In the same way that the patriarchy movement uses legalistic social standards as a means to gain a higher standing in the church and with God, the Word of Faith Movement (WoF) teaches that followers should seek higher “anointings” through several means so that the believer can manifest more signs and wonders which will ultimately make evangelism more effective. Also, they teach that speaking in tongues (the outward manifestation of baptism in the Holy Spirit) gives you more power in the spirit realm (Acts 1:8, 1 Cor 4:20, Matt 10:1, Mark 16:17-18, etc.). You must listen to anointed teachers, you must follow after holiness, you should speak in tongues daily and many times a day, and you must “get into the Word,” a Ken Copeland phrase. (Note that step #1 of five for physical healing cites mediation on key Scriptures.) Listening to subliminal tapes of the Bible at night while I slept (speech played @4X normal speed), meditating on the Word, and memorizing it did not do enough for me. (For those interested, please note that the AoG rejects many of these extremes of WoF.)
I was in search of a theophany, and I wasn’t getting one through normal channels. I had this idea that if I learned the original languages of the Bible, I would find what I’d been missing. (What I did find was that rather than narrow down possible interpretations, the original language only opens up more of them, unless one becomes a studied expert in Greek. I didn’t have the money or years of time for this after only a year of Greek classes.) Part of this, I now believe, was also my reaction to the anti-intellectualism that I didn’t want to acknowledge was true of my corner of the church.
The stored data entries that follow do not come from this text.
PR #728, opened 2021-01-28
[API] Move filters to a shared directory and create filtered subset files & metadata dimensions

daschi:
## Description of the change

This adds a shared directory `shared-filters` (name TBD -- I think we should probably name this something else, but wanted to get something up for review!) which is added via npm as a local path dependency. This is so the frontend can require this shared code since CRA does not allow imports from outside the `src/` directory. 

The shared functionality that's been moved out of the frontend includes:

- `filterOptimizedDataFormat` - Takes an unflattened matrix (2d array) and returns an array of filtered objects
- `dataFilters` - The boolean checks for filters, exports `matchesAllFilters` and `matchesTopLevelFilters`
- `optimizedFormatHelpers` - Exports the helpers for working with the unflattened and flattened matrix

There's still a lot of TODOs I would like to get to:

- [x] Add JSDOCs for all the shared functions and the new server helpers
- [x] Add tests for the shared-filters functions
- [x] Add tests for the server side filtering helpers (`transformFilters`, `applyFilters`)
- [x] Add the same functionality to the `refreshCache` endpoint. This PR only adds applying the filters for the `newRevocationFile` endpoint. 

## Type of change

- [ ] Bug fix (non-breaking change that fixes an issue)
- [x] New feature (non-breaking change that adds functionality)
- [x] Breaking change (fix or feature that would cause existing functionality to not work as expected)
- [ ] Configuration change (adjusts configuration to achieve some end related to functionality, development, performance, or security)

## Related issues

> Closes #655 
> Closes https://github.com/Recidiviz/pulse-dashboard/issues/656

> Dependent on https://github.com/Recidiviz/recidiviz-data/pull/5529
> Dependent on  #641 
### Development

These boxes should be checked by the submitter prior to merging:

- [x] Manual testing against realistic data has been performed locally

### Code review

These boxes should be checked by reviewers prior to merging:

- [x] This pull request has a descriptive title and information useful to a reviewer
- [x] This pull request has been moved out of a Draft state, has no "Work In Progress" label, and has assigned reviewers
- [x] Potential security implications or infrastructural changes have been considered, if relevant

PR #736, opened 2021-02-01
[FE] Only request metric file if filter value is missing from the dimension manifest

### LINKED ISSUE #658: [API-FE] Add each metric file dimension manifest into a store and initiate fetch if filter value is missing
Add a store that includes the dimension manifest for each metric file when it is received from the API.

On a filter change, compare the new filter value to the dimension manifest of each file, and initiate a fetch request for that file if it is not an included dimension value.

**Additional context**

daschi:
## Description of the change

Currently on staging we are making a request to the API on every filter change. This PR changes that flow so that we will only request a new metric file if the value from the filter is not in the dimension manifest found in the file's metadata.

When we start using the subset files, the dimension manifest sent from the API will be updated to include only the values found in that subset. That way when a filter changes, it will only request a new subset file when it needs to.  

Some notable changes:

- I changed the observable value for `apiData` to be an `observable.ref` and removed the separate metadata property. The new apiData value looks like this: `this.apiData = { data, metadata }`. This is because I wanted to make `metadata` observable, and I did not want the `filteredData` to be computed twice (once for the metadata value change and again for the apiData value change). This way, when `this.apiData` changes, the data is only filtered once.  
- I changed `filteredData` to be a computed value. This is so it can be computed when either apiData or filters change. This does however remove the `isLoading` state when filtering...I was trying to think of a way to add that back and I'm not sure the best place to put that yet... 

## Type of change

## Related issues

> Closes #658

NOTE: This PR should merge before #728 

### Development

### Code review

### DIFF
--- a/src/RootStore/DataStore/BaseDataStore.js
+++ b/src/RootStore/DataStore/BaseDataStore.js
@@ -22,10 +22,16 @@ import {
   computed,
   toJS,
   autorun,
+  reaction,
 } from "mobx";
 
 import { callMetricsApi } from "../../api/metrics/metricsClient";
-import { processResponseData, getQueryStringFromFilters } from "./helpers";
+import {
+  processResponseData,
+  getQueryStringFromFilters,
+  dimensionManifestIncludesFilterValues,
+} from "./helpers";
+import { FILTER_TYPE_MAP, DISTRICT } from "../../constants/filterTypes";
 
 /**
  * BaseDataStore is an abstract class that should never be directly instantiated.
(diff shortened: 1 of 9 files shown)


src/RootStore/DataStore/BaseDataStore.js
```diff
@@ -38,74 +44,117 @@ export default class BaseDataStore {
...
+      const [name, values] = dimension;
+      if (FILTER_TYPE_MAP[name]) {
+        acc[FILTER_TYPE_MAP[name]] = values;
+      }
+      return acc;
+    }, {});
+  }
+
+  get filteredData() {
+    console.error(`filteredData should be defined in the subclass.`);
```
macfarlandian, line 141: if this should really never be used on its own why not throw this error rather than just logging it?

src/RootStore/DataStore/CaseTableStore.js
```diff
@@ -20,17 +20,24 @@ import { filterOptimizedDataFormat } from "../../utils/charts/dataFilters";
...
-    super({ rootStore, file: `revocations_matrix_filtered_caseload` });
+    super({
+      rootStore,
+      file: `revocations_matrix_filtered_caseload`,
+      treatCategoryAllAsAbsent: true,
+    });
   }
 
-  filterData({ data, metadata }) {
+  get filteredData() {
```
macfarlandian, line 30: I am [pretty sure](https://mobx.js.org/actions.html#actions-are-untracked) that if you wanted to set the `isLoading` flag while this function is running, you could just do it as long as you wrap those changes in `action`s?

src/RootStore/DataStore/BaseDataStore.js
daschi: Yeah that makes sense, will update that and add a test for it.

src/RootStore/DataStore/CaseTableStore.js
daschi: I played around with this a bit (using the actions in the `filteredData` getter) and I think we actually don't need it anymore. The loading delay we were seeing before was because we were fetching on every filter change, and the loading state is still being displayed before & after the fetch completes. When I added the `isLoading` changes before and after the filtering, it *seemed* to complete before the loading spinner could even render. I'm going to do a quick check in IE11 too to make sure that's the case there as well.

macfarlandian: that makes sense ... i was surprised that the filter function alone would be that expensive but what do i know

src/RootStore/DataStore/BaseDataStore.js
```diff
@@ -38,74 +44,116 @@ export default class BaseDataStore {
...
       );
-      const processedData = processResponseData(
+      this.apiData = processResponseData(
         responseData,
         this.file,
         this.eagerExpand
       );
-      this.apiData = processedData.data;
-      this.metadata = processedData.metadata;
-      this.filteredData = this.filterData(processedData);
```
macfarlandian, line 108: just want to make sure I understand the data structure change. I think it makes sense for the data and metadata to be grouped together in a single object - they should always change at the same time, right? if there were some use case for changing one but not the other then there might be a better alternative to prevent redundant computations (e.g. making sure changes are grouped in a single transaction when they occur together), but I think there probably isn't one? in which case this is good

daschi: Yes that's right, they'll always change at the same time since they're part of the same fetch response!

macfarlandian (approved):

jovergaag (approved):
🏑

Issue #655, opened 2020-12-16
[API] Filter original metric file based on query params and store subset in cache


jovergaag:
**What needs to be done? Why does it need to be done?**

In this quest to lay hands on the sick and to see them recover, my motives for studying became skewed. The good motive – to know Jesus – remained whole and intact, but I had other motives for study as well. I would have to come to painful terms with this pseudo-selfish motive of healing the sick and healing myself, using the Bible as a catalyst to propel myself into a “higher life.”
Please take note that Bill Gothard loves the Higher Life Movement (Keswick), according to Don Veinot who co-authored “A Matter of Basic Principles.” I’ve also discussed this with Don in private correspondence also. “Gnostic” comes from the Greek word for “knowledge” which is somewhat hidden or mystical. Part of the appeal of the "higher life" comes from the fact that it is something that is not readily available and exclusive, reserved for those who are special. In very general terms, by learning more or by pursuing other works, one can improve one’s spiritual state and prowess. Patriarchy uses performance standards just like Word of Faith uses “getting into the Word” and spiritual practices to enhance the ongoing process of salvation, and the Word of God (along with their twists on what the Bible says) becomes a means to an end in many cases. It is a subtle distortion of motive, yet motive is something very important (Matt 5:27-28, 1 John 3:15).